I don't know any good, lightweight steel forks, but I do know all of Surly's shyte is rediculously heavy. They don't care one bit about weight. They just want stuff to last. They make a MTB hardtail frame that weights over 6 lbs. (more then my full-squish frame weighs)! The Cross Check frame and fork together is about 7 lbs. I think everything they make is out of 4130 Cro-Mo which ain't light whatsoever.


----------



## bikenerd (Jan 22, 2004)

wunlap togo said:


> I think it basically did, when cut the Easton was 65g lighter than my cut Alpha Q. I like the ride of the Easton better too, it is a little taller axle-crown than the alpha Q and my bike seems like it rides better because of that. And the Easton will take a rack or fender, that's sweet.


Do you know the axle-to-crown measurement offhand? I'm wondering whether it will affect my ride, if Paul uses the same axle-crown when he lays out his geometry. And I agree the eyelets are cool - I do commute some on my 'cross. Will you be at Golden Gate Park this weekend? Maybe I'll see you there.


----------



## wunlap togo (Oct 1, 2004)

bikenerd said:


> Do you know the axle-to-crown measurement offhand? I'm wondering whether it will affect my ride, if Paul uses the same axle-crown when he lays out his geometry. And I agree the eyelets are cool - I do commute some on my 'cross. Will you be at Golden Gate Park this weekend? Maybe I'll see you there.


Axle to crown = 40cm on the Easton fork. I'm planning on racing both days, I just got over a nasty cold so I'm just going to pin on the # and hope for the best. Flag me down if you see me!


----------



## bikenerd (Jan 22, 2004)

wunlap togo said:


> Axle to crown = 40cm on the Easton fork. I'm planning on racing both days, I just got over a nasty cold so I'm just going to pin on the # and hope for the best. Flag me down if you see me!

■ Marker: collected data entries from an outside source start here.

PR #605, opened 2020-05-20
Add a diagnostics server and client

andrewjstone:
We have a diagnostics Registrar that allows us to add status handlers
useful for debugging a live system. This commit adds a TCP server
designated to listen on localhost, that can process commands destined
for the status registrar and return the output over a socket. For
simplicity, and because this is supposed to be a user driven
operation, each client connection is only allowed to send one
command. The client should then wait for the response and exit.

Additionally, a cli client, `concord-ctl`, is provided that takes
arguments on the command line and forwards them as commands to the
server.

Note that neither the registrar or server is integrated in either
concord-bft or the product yet. This will come in follow up commits,
which will also contain real status handlers.

A test server executable that registers 2 dummy status handlers was created for manual testing.

The server can be run from the build directory:
`./build/diagnostics/test/diagnostics_server_main`

The corresponding client can be run from `concord-bft/diagnostics`. Some
examples are shown below.

```
andrewstone@ubuntu:~/concord-bft/diagnostics$ ./concord-ctl
Usage: concord-ctl <SUBJECT> <COMMAND> [ARGS]

  status <COMMAND> [ARGS]

    status get <KEY1> [KEY2]..[KEY_N]
        Get the status of the given key(s).

    status describe [KEY1] [KEY2]..[KEY_N]
        Get the description of the given keys, or all keys if none is given.

    status list-keys
        List all status keys.

andrewstone@ubuntu:~/concord-bft/diagnostics$ ./concord-ctl status list-keys
handler1
handler2

andrewstone@ubuntu:~/concord-bft/diagnostics$ ./concord-ctl status get handler1
handler1 called

andrewstone@ubuntu:~/concord-bft/diagnostics$ ./concord-ctl status get handler2
handler2 called

andrewstone@ubuntu:~/concord-bft/diagnostics$ ./concord-ctl status get handler1 handler2
handler1 called
handler2 called

andrewstone@ubuntu:~/concord-bft/diagnostics$ ./concord-ctl status describe handler1 handler2
handler 1 description
handler 2 description

andrewstone@ubuntu:~/concord-bft/diagnostics$ ./concord-ctl status describe

handler1
  handler 1 description

handler2
  handler 2 description
```

Finally, testing for timeouts and large messages was done directly from
a python shell.

```
>>> s = socket.socket(socket.AF_INET, socket.SOCK_STREAM)
>>> s.connect(("127.0.0.1", 6888))
>>> s.send(too_large)
1025
>>> data = s.recv(1024)
>>> print(data)
b'Error: Request exceeded max size: 1024\n'
>>> s = socket.socket(socket.AF_INET, socket.SOCK_STREAM)

>>> s = socket.socket(socket.AF_INET, socket.SOCK_STREAM)
>>> s.connect(("127.0.0.1", 6888))
>>> data = s.recv(1024)
>>> print(data)
b'Error: timeout\n'
```

### DIFF
--- a/diagnostics/include/diagnostics_server.h
+++ b/diagnostics/include/diagnostics_server.h
@@ -1,0 +1,172 @@
+// Concord
+//
+// Copyright (c) 2020 VMware, Inc. All Rights Reserved.
+//
+// This product is licensed to you under the Apache 2.0 license (the "License").
+// You may not use this product except in compliance with the Apache 2.0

Well, I've got the cold now, came down with it last weekend - maybe I got it from you through this forum. I know it's highly contagious.


----------



## isospeed (Oct 13, 2005)

*Easton Fork*

Wunlap - how'd you get your hands on the Easton fork? Do you know anywhere they are avail. retail yet? Thanks.


----------



## bikenerd (Jan 22, 2004)

I ordered mine through the LBS I race for, it should be in this week or next - I hope. Wunlap is sponsored (I think) - he gets all the cool stuff first.


----------